La anciana retomó su estado de observación. Quería decirle algo, preguntarle algo, pero no sabía qué. Simplemente me quedé a su lado, observando yo también a la gente que se reunía en la plaza.

—¿Sabés? —comenzó la anciana unos pocos minutos después, sin dejar de mirar a la multitud—, he oído muchísimas veces la siguiente afirmación: "pretender culpabilizar a todos es no culpar a nadie". Es una frase interesante, pareciera tener mucho sentido y seguramente me sentiría muy inteligente al pronunciarla. Sin embargo, no puedo hacerlo. No tiene sentido que la diga yo. Que la diga alguien que se dedique a analizar las cosas, con teorías, con palabras, con supuestos. Pero que no lo diga alguien que vive con el sólo propósito de encontrar una justicia. Pedir castigo para todos sería una locura. Pero imagina a cada uno del montón, sin excepción alguna, cumpliendo la condena que le corresponde por su negligencia como ciudadano, como hermano, como padre. Sería maravilloso. Utópico. Tal vez.
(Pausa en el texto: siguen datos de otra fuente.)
PR #17112, opened 2025-04-10
Add `mpremote fs tree` command to show a tree of the device's files.

Josverl:
### Summary
This PR adds a new command to `mpremote` that displays the file system of a connected device in a tree format.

»Sin embargo, cuando uno dedica su vida a buscar una justicia que pareciera tratarse de una leyenda, la imaginación no tiene límites. El pesimismo es un chiste muy inocente. La imposibilidad es un espejismo fácilmente detectable. La perseverancia es el caballo que nos lleva al galope hacia los paisajes más hermosos. Nos dicen que somos seres infantiles, inocentes, que desperdiciamos nuestro tiempo por una causa perdida. ¡Imaginate a mi edad! Nos reímos de ellos. Desperdician su vida en un mundo que no los convence, en un sistema que los oprime, en un ambiente que no los apasiona y, a veces incluso, acompañados de alguien que no aman. Que nadie intente ser feliz no significa que la felicidad haya desaparecido.

Yo no conocí muchas personas mayores a lo largo de mi vida. Mi abuela, el viejo de al lado y no mucho más. Pero esta señora no parecía una típica señora mayor. No hablaba como tal, no miraba como tal. Por lo menos, no como ninguna que yo hubiera conocido.

Anochecía y la plaza estaba cada vez más repleta, se volvía cada vez más pequeña e insuficiente. La señora comenzó a despedirse diciendo que tenía un largo viaje por delante. Creí que se tomaría el tren, pero entonces sacó un casco de debajo del asiento y se incorporó enérgicamente. Sabía que me resultaba familiar. Era la anciana de la moto que había salido en el noticiero hacía tres días y quince capítulos.